[Stored data]
##########

PR #3945, opened 2026-04-03
refactor(base_cqrs): switch migrations to goose baselines

darwin67:
## What changed

- Switches `pkg/cqrs/base_cqrs` runtime migrations from `golang-migrate` to goose baselines for both SQLite and Postgres.
- Moves the baseline SQL under `pkg/db/{sqlite,postgres}/migrations` and keeps the legacy migration files so the legacy-to-goose transition can be tested.
- Adds dumped schemas under `pkg/db/{sqlite,postgres}/schema.sql` and updates `make schema-dump` to write both the existing `base_cqrs/sqlc` schema files and the new `pkg/db` schema files.
- Aligns the goose baselines with the dumped schemas from `main`, including the goose metadata table.
- Adds migration and regression coverage for schema parity, defaults, round-trips, and legacy-to-goose baseline behavior.
- Fixes follow-on issues found during rebase/testing:
  - SQLite `span_fragments` scan handling
  - Postgres `InsertEventBatch` ULID binding via a local `TextULID` sqlc wrapper
  - schema test expectations around `goose_db_version`
  - Go SDK test assertion for replayed trailing `"end"`

## Why

This consolidates runtime schema management around goose baselines while preserving compatibility with databases that were already migrated with the legacy flow. The branch also tightens schema verification so future drift between baselines, dumps, and generated sqlc schemas is caught directly in tests.

## Validation

```bash
go test ./pkg/db -count=1
go test ./pkg/cqrs/base_cqrs -count=1
TEST_DATABASE=postgres go test ./pkg/db -count=1
TEST_DATABASE=postgres go test ./pkg/cqrs/base_cqrs -count=1
make schema-dump
go test ./tools/schema-dump -count=1
```

Targeted follow-up checks run while fixing CI regressions:

```bash
go test ./pkg/db -run 'TestSchemaColumnsMatchSqlc|TestCrossDialectSchemaParity' -count=1
TEST_DATABASE=postgres go test ./pkg/db -run 'TestSchemaColumnsMatchSqlc|TestCrossDialectSchemaParity' -count=1
go test ./pkg/cqrs/base_cqrs -run 'Test(LegacyMigrationThenGooseBaselineIsNoopSQLite|SchemaMatchesSqlcSQLite|BaselineOnFreshSQLite)' -count=1
TEST_DATABASE=postgres go test ./pkg/cqrs/base_cqrs -run 'Test(LegacyMigrationThenGooseBaselineIsNoopPostgres|SchemaMatchesSqlcPostgres|BaselineOnFreshPostgres)' -count=1
```

---

> [!NOTE]
> Switches `pkg/cqrs/base_cqrs` runtime migrations from golang-migrate to goose baselines for SQLite and Postgres, adds dumped schemas under `pkg/db/{sqlite,postgres}/schema.sql`, aligns baselines with the dumped schemas, and adds comprehensive migration/regression test coverage (schema parity, defaults, round-trips, legacy-to-goose noop checks). Also adds a plan tracking script and updates the plan doc with status metadata.
> 
> <sup>Written by [Mendral](https://mendral.com) for commit 695b81c63b2401eafbc2eac2dfc9d9f6f064af60.</sup>


pkg/cqrs/base_cqrs/cqrs.go
```diff
@@ -3139,7 +3148,7 @@ func (w wrapper) convertSpanRunRows(
 
 		traceRun := &cqrs.TraceRun{
 			AccountID:   accountUUID,
-			WorkspaceID: accountUUID,
+			WorkspaceID: workspaceUUID,
```
albertchae, line 3151: 😱  although shouldn't matter since we don't have more than one account/workspace anyway

pkg/cqrs/base_cqrs/sqlc/sqlite/schema.sql
```diff
@@ -8,7 +8,7 @@ CREATE TABLE apps (
 	status VARCHAR NOT NULL,
 	error TEXT,
 	checksum VARCHAR NOT NULL,
-	created_at TIMESTAMP NOT NULL,
+	created_at TIMESTAMP NOT NULL DEFAULT CURRENT_TIMESTAMP,
```
albertchae, line 19: hm if you're going to add this default this we might end up having some issues because of inconsistent SQLite timestamp handling, I wrote about some of it in https://github.com/inngest/inngest/pull/2684#issue-3228659128

I believe CURRENT_TIMESTAMP returns format `2026-04-16 21:53:12`, but we store go time as string and goqu does it as RFC3339

pkg/db/postgres/querier.go
```diff
@@ -229,11 +230,23 @@ func (pq *pgQuerier) GetEventsIDbound(ctx context.Context, arg db.GetEventsIDbou
...
+		arg.AccountID,
+		arg.WorkspaceID,
+		arg.AppID,
+		arg.WorkflowID,
+		arg.RunID.String(),
+		arg.StartedAt,
+		arg.ExecutedAt,
+		arg.EventIds,
+	)
+	return err
```
albertchae: did AI inline this? I thought we wanted to manage all these queries with sqlc

pkg/cqrs/base_cqrs/migration_test.go
```diff
@@ -0,0 +1,540 @@
...
+	defer cleanup()
+
+	require.NoError(t, up(db, opts))
+
+	actual := readApplicationSchemaSnapshot(t, db, migrationDialectPostgres)
+	expected := expectedTableColumns(t, migrationDialectPostgres)
+	require.Equal(t, expected, actual.Tables)
+
+	expectedIdx := expectedIndexNames(t, migrationDialectPostgres)
+	actualIdx := actualIndexNames(actual.Indexes)
```
albertchae: interesting that this passes because when I tested this locally I saw several indexes from the golang migrate migrations that were missing from the goose one

https://albertchae.github.io/inngest-schema/postgres-schema-diff.html

e.g. `idx_events_internal_id` was added in https://github.com/inngest/inngest/blob/bf3bf91fed2163cab66ae6326703b451d9fa5d50/pkg/cqrs/base_cqrs/migrations/postgres/000012_add_pg_indexes.up.sql#L11

pkg/cqrs/base_cqrs/sqlc/sqlite/schema.sql
```diff
@@ -8,7 +8,7 @@ CREATE TABLE apps (
 	status VARCHAR NOT NULL,
```
albertchae, line 16: how did you dump this schema file? Unless I'm missing something it looks like we didn't have a canonical way to dump db schema in this repo before, we should probably add one and add it to the `make gen` target. Probably good to have one for postgres as well

albertchae: I think there were several changes to the sqlite schema that aren't captured here. e.g.
https://albertchae.github.io/inngest-schema/sqlite-schema-diff.html

looks like we changed a good number of BLOB columns previously for ULIDs to CHAR(26) which is good (if we're choosing to store them as strings rather than bytes). The ones where we change CHAR(36) to UUID is weird because of sqlite's weird type affinity system https://www.sqlite.org/datatype3.html

Since UUID isn't an actual type in sqlite, the type affinity would match it to NUMERIC. But then if we insert those UUIDs as strings anyway, it would actually be stored as a TEXT since those UUIDs wouldn't be a valid INTEGER or REAL.

You can see this behavior by going to https://sqlime.org/

then run
```
CREATE TABLE test (
  a UUID,
  b CHAR(36),
  c TEXT
);

-- Check the declared types and affinities
PRAGMA table_info(test);

-- Insert the same UUID into all three
INSERT INTO test VALUES (
  '550e8400-e29b-41d4-a716-446655440000',
  '550e8400-e29b-41d4-a716-446655440000',
  '550e8400-e29b-41d4-a716-446655440000'
);
```

Then running `SELECT typeof(a), typeof(b), typeof(c) FROM test;` should return text for all 3 anyway. But you could see that the UUID column has NUMERIC affinity by doing `INSERT INTO test VALUES ('123', '123', '123');` and then checking the types again and you'd see it parsed it as an Integer first.

Anyway that is a long explanation for why I think labeling those types as UUID could be confusing.

albertchae (commented):
mostly looks good but I think we're missing some postgres indices and changed some of the types in SQLite weirdly (although I don't think those would impact the code at runtime)

pkg/cqrs/base_cqrs/sqlc/sqlite/schema.sql
darwin67: Gonna rebase this PR against `main` and recalibrate now that https://github.com/inngest/inngest/pull/4019 is merged.

pkg/db/postgres/querier.go
darwin67: yeah I think so, missed this. thanks.

darwin67: fixed this with a ULID text wrapper for now since the postgres id field is a string type instead of a binary type...

pkg/cqrs/base_cqrs/sqlc/sqlite/schema.sql
darwin67: recalibrated the schema dump.
it nows dump to the original location and `pkg/db` but it references the baseline sql now.

the only diffs should be the goose db version data model, but everything else should still stay the same.

pkg/cqrs/base_cqrs/sqlc/sqlite/schema.sql
darwin67: with the schema dump tweaks, we can confirm that this is the actual schema in the db because when running the schema-dump tool, there are no diffs on the original `sqlite/schema.sql` besides the newly added goose migration tables.

pkg/cqrs/base_cqrs/base_cqrs.go
```diff
@@ -131,85 +127,27 @@ func New(ctx context.Context, opts BaseCQRSOptions) (*sql.DB, error) {
 	return db, err
 }
 
-// FS contains the filesystem of the stdlib, containing all migrations in subdirs
-// relative to this package.
-//
-//go:embed **/**/*.sql
-var FS embed.FS
```
darwin67, line 138: with this deletion, there should be no migration being ran from this pkg anymore.

schemas here are only kept for full backward compatibility check purposes, and they can be wiped after this PR is merged.

pkg/cqrs/base_cqrs/migration_test.go
darwin67: This should match now.

pkg/db/postgres/sqltypes/text_ulid.go
```diff
@@ -0,0 +1,44 @@
...
+
+	"github.com/oklog/ulid/v2"
+)
+
+//
+// NOTE
+// This file exists because some of the ID columns in the tables that are
+// supposed to be storing ULID data are not in binary types but in text instead.
+// So unfortunately, we need a wrapper to handle the conversion since the ULID
+// package assume the data is in binary format already.
```
albertchae, line 14: 👍

pkg/db/sqlite/schema.sql
```diff
@@ -0,0 +1,212 @@
+CREATE TABLE goose_db_version (
+		id INTEGER PRIMARY KEY AUTOINCREMENT,
+		version_id INTEGER NOT NULL,
+		is_applied INTEGER NOT NULL,
+		tstamp TIMESTAMP DEFAULT (datetime('now'))
```
albertchae: similar question as for postgres, what's the difference between this dump and pkg/cqrs/base_cqrs/sqlc/sqlite/schema.sql ?

pkg/cqrs/base_cqrs/base_cqrs.go
albertchae: cool I was wondering why we had duplicate schema dumps

docs/plans/001-db-adapter-refactor.md
albertchae, line 1: are you going to delete this now??

albertchae (approved):
LGTM, looks like nothing is missing now and much easier to verify with the schema work

pkg/cqrs/base_cqrs/sqlc/sqlite/schema.sql
albertchae: sounds good, it matches the schema as is currently. we can fix the timestamp inconsistency later maybe

pkg/cqrs/base_cqrs/sqlc/sqlite/schema.sql
albertchae: awesome

docs/plans/001-db-adapter-refactor.md
darwin67: it got renamed to the 001 plan. just want the plans to be numbered.

albertchae: you think it's worth storing them though? i think it's fine to delete once we've implemented it

darwin67: oh I wasn't really planning to delete them. it's good context to leave around as well

darwin67: I might tweak and update it a little since I have a format that I'm working with now

darwin67: updated plan status and a script to check on plans
https://github.com/inngest/inngest/pull/3945/changes/695b81c63b2401eafbc2eac2dfc9d9f6f064af60

Liooo:
@darwin67 @albertchae 

just a friendly report, this revision probably breaks app when updated from pre https://github.com/inngest/inngest/pull/3032 versions, because the spans.event_ids column added there is squashed into initial migration as `CREATE TABLE IF NOT EXISTS spans (...` in this PR, which causes error on incoming requests.

darwin67:
> @darwin67 @albertchae
> 
> just a friendly report, this revision probably breaks app when updated from pre #3032 versions, because the spans.event_ids column added there is squashed into initial migration as `CREATE TABLE IF NOT EXISTS spans (...` in this PR, which causes error on incoming requests.

報告ありがとうございます。

While I don't think there's much we could've done differently in terms of technical approaches, we could've done better with the communication via changelogs.
I'm taking this back internally and try to get a proper process going so these issues are surfaced and is more obvious going forward.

##########

Task objective ▸ Where does the string "NULL" appear in the records above? Show every line that holds it.

Exercise answer ▸
 	status VARCHAR NOT NULL,
 	checksum VARCHAR NOT NULL,
-	created_at TIMESTAMP NOT NULL,
+	created_at TIMESTAMP NOT NULL DEFAULT CURRENT_TIMESTAMP,
 	status VARCHAR NOT NULL,
+		version_id INTEGER NOT NULL,
+		is_applied INTEGER NOT NULL,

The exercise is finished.